**MATERIAL PROVIDED:**
PR #849, opened 2020-09-06
Add sndio module.

ericonr:
- can control sndio: change volume, toggle mute
- appearance is somewhat dynamic: takes muted status into account
- uses polling inside sleeper thread to update values

### DIFF
--- a/.travis.yml
+++ b/.travis.yml
@@ -29,7 +29,9 @@ jobs:
       compiler: clang
       env:
       before_install:
-        - sudo pkg install -y gtk-layer-shell gtkmm30 jsoncpp libdbusmenu
+        - export CPPFLAGS+=-isystem/usr/local/include LDFLAGS+=-L/usr/local/lib # sndio
+        - sudo sed -i '' 's/quarterly/latest/' /etc/pkg/FreeBSD.conf
+        - sudo pkg install -y gtk-layer-shell gtkmm30 jsoncpp libdbusmenu sndio
                libfmt libmpdclient libudev-devd meson pulseaudio scdoc spdlog
       script:
         - meson build -Dman-pages=enabled
--- a/src/modules/sndio.cpp
+++ b/src/modules/sndio.cpp
@@ -1,0 +1,167 @@
+#include "modules/sndio.hpp"
+#include <algorithm>
+#include <cstdlib>
+#include <poll.h>
+#include <fmt/format.h>
+
+namespace waybar::modules {
+
+void ondesc(void *arg, struct sioctl_desc *d, int curval) {
+  auto self = static_cast<Sndio*>(arg);
+  if (d == NULL) {
+    // d is NULL when the list is done
+    return;
+  }
+  self->set_desc(d, curval);
+}
+
+void onval(void *arg, unsigned int addr, unsigned int val) {
+  auto self = static_cast<Sndio*>(arg);
+  self->put_val(addr, val);
+}
+
+Sndio::Sndio(const std::string &id, const Json::Value &config)
+    : ALabel(config, "sndio", id, "{volume}%"),
+      hdl_(nullptr),
+      pfds_(0),
+      addr_(0),
+      volume_(0),
+      old_volume_(0),
+      maxval_(0),
+      muted_(false) {
+  hdl_ = sioctl_open(SIO_DEVANY, SIOCTL_READ | SIOCTL_WRITE, 0);
+  if (hdl_ == nullptr) {
+    throw std::runtime_error("sioctl_open() failed.");
+  }
+
+  if(sioctl_ondesc(hdl_, ondesc, this) == 0) {
+    throw std::runtime_error("sioctl_ondesc() failed.");
+  }
+
+  sioctl_onval(hdl_, onval, this);
+
+  pfds_.reserve(sioctl_nfds(hdl_));
+
+  event_box_.show();
+
+  event_box_.add_events(Gdk::SCROLL_MASK | Gdk::SMOOTH_SCROLL_MASK | Gdk::BUTTON_PRESS_MASK);
+  event_box_.signal_scroll_event().connect(
+    sigc::mem_fun(*this, &Sndio::handleScroll));
+  event_box_.signal_button_press_event().connect(
+    sigc::mem_fun(*this, &Sndio::handleToggle));
+
+  thread_ = [this] {
+    dp.emit();
+
+    int nfds = sioctl_pollfd(hdl_, pfds_.data(), POLLIN);
+    if (nfds == 0) {
+      throw std::runtime_error("sioctl_pollfd() failed.");
+    }
+    while (poll(pfds_.data(), nfds, -1) < 0) {
+      if (errno != EINTR) {
+        throw std::runtime_error("poll() failed.");
+      }
+    }
+
+    int revents = sioctl_revents(hdl_, pfds_.data());
+    if (revents & POLLHUP) {
+      throw std::runtime_error("disconnected!");
+    }
+  };
+}
+
+Sndio::~Sndio() {
+  sioctl_close(hdl_);
+}
+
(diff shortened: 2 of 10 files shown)


ericonr:
Hmm I believe this will also require a symbol check, since I'm using functions introduced in version 1.7.0 of sndio.

src/modules/sndio.cpp
```diff
@@ -0,0 +1,167 @@
...
+    int revents = sioctl_revents(hdl_, pfds_.data());
+    if (revents & POLLHUP) {
+      throw std::runtime_error("disconnected!");
+    }
+  };
+}
+
+Sndio::~Sndio() {
+  sioctl_close(hdl_);
+}
```
ericonr, line 75: Does this destructor also kill the thread, or would I need to do it explicitly?

Alexays: Nope should be good :)

ericonr:
@Alexays did this compile for FreeBSD with `sndio` support? I can't see CI results. I have now added `sndio-dev` to the alpine dockerfile as well, to increase the coverage.

src/modules/sndio.cpp
```diff
@@ -0,0 +1,167 @@
...
+    }
+    while (poll(pfds_.data(), nfds, -1) < 0) {
+      if (errno != EINTR) {
+        throw std::runtime_error("poll() failed.");
+      }
+    }
+
+    int revents = sioctl_revents(hdl_, pfds_.data());
+    if (revents & POLLHUP) {
+      throw std::runtime_error("disconnected!");
```
ericonr, line 68: Due to this, restarting `sndiod` (which should be rare) makes Waybar abort. How would I throw an error that indicates to `waybar` that this module should be turned off?

```
terminate called after throwing an instance of 'std::runtime_error'
  what():  disconnected!
fish: 'waybar' terminated by signal SIGABRT (Abort)
```

ericonr: It could also try reconnecting...

.travis.yml
```diff
@@ -29,7 +29,7 @@ jobs:
       compiler: clang
       env:
       before_install:
-        - sudo pkg install -y gtk-layer-shell gtkmm30 jsoncpp libdbusmenu
+        - sudo pkg install -y gtk-layer-shell gtkmm30 jsoncpp libdbusmenu sndio
```
jbeich, line 32:
```suggestion
        - export CPPFLAGS=-isystem/usr/local/include LDFLAGS=-L/usr/local/lib # sndio
        - sudo pkg install -y gtk-layer-shell gtkmm30 jsoncpp libdbusmenu sndio
```

jbeich (commented):
> @Alexays did this compile for FreeBSD with sndio support? I can't see CI results.

Looking at https://travis-ci.org/github/Alexays/Waybar/pull_requests

> Library sndio found: NO

Adding `CPPFLAGS=-isystem/usr/local/include` + `LDFLAGS=-L/usr/local/lib` leads to

> Library sndio found: YES
> Checking for function "sioctl_open" with dependency -lsndio: YES

Seems to build fine after that.

.travis.yml
ericonr: Why not use `-I`?

Thanks for testing and for the link to CI results! Do you use `sndio`? Would be nice to get opinions on usability and such.

jbeich: > Why not use `-I`?

`-isystem` puts include path after `-I` (avoiding conflicts with local headers) and silences warnings (that cannot be fixed by this project).

See also https://gcc.gnu.org/onlinedocs/cpp/System-Headers.html

> Do you use `sndio`? Would be nice to get opinions on usability and such.

No. Maybe @t6 can help.

ericonr: I see, thanks!

jbeich:
From https://travis-ci.org/github/Alexays/Waybar/jobs/727586703
> [88/97] Installing sndio-1.6.0...
[...]
> Library sndio found: YES
> Checking for function "sioctl_open" with dependency -lsndio: NO 

Until 2020-10-10 you may need to revert #772 (e.g., [commit](https://github.com/Alexays/Waybar/commit/81ae5ba3a85939cd62aec4e76b47cee456e51b8d), [build](https://travis-ci.com/github/jbeich/Waybar/jobs/385412638)). https://github.com/freebsd/freebsd-ports/commit/68eb5c3a71f59793b00a22f9390d84e4375c8c7f is missing on 2020Q3 but 2020Q4 will be branched in ~2 weeks + ~5 days to build due to many updates.

ericonr:
I see, thanks. I guess I will revert to get it to build at least once in CI, then I can revert it.

ericonr:
@jbeich thanks a lot, it did build with `sndio` support now: https://travis-ci.org/github/Alexays/Waybar/jobs/727695954

I think now that a job has run I should move back to `/quarterly`, right?

ericonr:
Rebased on latest.

src/modules/sndio.cpp
Alexays: Go for implementing reconnecting if it's not too complex.

Alexays:
Beside the reconnection part, it looks perfect!
Waiting for the first point.
Thanks!

src/modules/sndio.cpp
ericonr: I will have to look into how to do that without blocking. Will let you know how it goes.

ericonr:
@Alexays thanks for the incentive, reconnection now works! It should be good to go, then.

src/modules/sndio.cpp
```diff
@@ -20,27 +21,28 @@ void onval(void *arg, unsigned int addr, unsigned int val) {
...
   hdl_ = sioctl_open(SIO_DEVANY, SIOCTL_READ | SIOCTL_WRITE, 0);
   if (hdl_ == nullptr) {
     throw std::runtime_error("sioctl_open() failed.");
   }
 
-  if(sioctl_ondesc(hdl_, ondesc, this) == 0) {
-    throw std::runtime_error("sioctl_ondesc() failed.");
-  }
-
+  sioctl_ondesc(hdl_, ondesc, this);
```
Alexays, line 30: Shouldn't we keep the check here?

src/modules/sndio.cpp
```diff
@@ -65,7 +67,23 @@ Sndio::Sndio(const std::string &id, const Json::Value &config)
 
     int revents = sioctl_revents(hdl_, pfds_.data());
     if (revents & POLLHUP) {
-      throw std::runtime_error("disconnected!");
+      spdlog::warn("sndio disconnected!");
+      sioctl_close(hdl_);
+      hdl_ = nullptr;
+
+      // reconnection loop
+      while (1) {
```
Alexays, line 75: Could you replace with `while (thread_.isRunning())`?

Alexays:
Two small comments and then it's good.

src/modules/sndio.cpp
ericonr: I was a bit unclear on this function's failure modes, but a better look at the source confirmed that we should indeed check for errors. I added a check for `sioctl_onval` too.

src/modules/sndio.cpp
ericonr: Just did.

src/modules/sndio.cpp
```diff
@@ -0,0 +1,198 @@
...
+      sioctl_close(hdl_);
+      hdl_ = nullptr;
+
+      // reconnection loop
+      while (thread_.isRunning()) {
+        try {
+          connect_to_sndio();
+        } catch(std::runtime_error const& e) {
+          // avoid leaking hdl_
+          if (hdl_) sioctl_close(hdl_);
```
ericonr, line 85: Added this.

Alexays:
Thanks!

ericonr:
Sure! Thanks :D

PR #850, opened 2020-09-06
Fix non-standard usage of <sys/poll.h>

z3ntu:
Fixes the following build warning with musl libc:
```
In file included from ../src/util/rfkill.cpp:24:
/usr/include/sys/poll.h:1:2: warning: #warning redirecting incorrect #include <sys/poll.h> to <poll.h> [-Wcpp]
    1 | #warning redirecting incorrect #include <sys/poll.h> to <poll.h>
      |  ^~~~~~~
```


Alexays (approved):

Alexays:
Thanks!

Issue #1552, opened 2022-05-12
Calendar module: LC_TIME


LukashonakV:
@tmpm697 > Can we use different LC_TIME for it (when display {calendar})? As the language to display will depends on it.

LukashonakV:
@tmpm697, see [PR1555](https://github.com/Alexays/Waybar/pull/1555). Please check PR description.

LukashonakV:
> So still no support for local `LC_TIME`? I saw some revert commits.

LC_TIME is supported by the glibc library. So it works well on my machine.
![ps_2022-05-24-19_40_56](https://user-images.githubusercontent.com/23121044/170088296-57cc2e12-e0be-425c-96ed-b2415c7edc60.png)
![ps_2022-05-24-19_40_24](https://user-images.githubusercontent.com/23121044/170088302-c605cf57-14d2-442d-b779-d958561e994f.png)

PR #1555, opened 2022-05-13
Calendar module: localization issue #1552

LukashonakV:
1. Fixed week numbers right alignment when are used different locales(week is started from the SU or MO)
2. Hardcode prefix 'W' is removed in order to provide user an opportunity to use his own prefix via pango markup. Examples:
`"format-calendar-weeks": "<span color='#99ffdd'><b>W{}</b></span>"`
`"format-calendar-weeks": "<span color='#99ffdd'><b>WEEK{}</b></span>"`


tmpm697:
@Alexays can you give a check?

**PROBLEM DETAILS:** Give back precisely the lines above that start at the line containing "- meson build -Dman-pages=enabled" and end at the line containing "(d == NULL)", inclusive. No other lines belong in the output.

**RESPONSE:**
         - meson build -Dman-pages=enabled
--- a/src/modules/sndio.cpp
+++ b/src/modules/sndio.cpp
@@ -1,0 +1,167 @@
+#include "modules/sndio.hpp"
+#include <algorithm>
+#include <cstdlib>
+#include <poll.h>
+#include <fmt/format.h>
+
+namespace waybar::modules {
+
+void ondesc(void *arg, struct sioctl_desc *d, int curval) {
+  auto self = static_cast<Sndio*>(arg);
+  if (d == NULL) {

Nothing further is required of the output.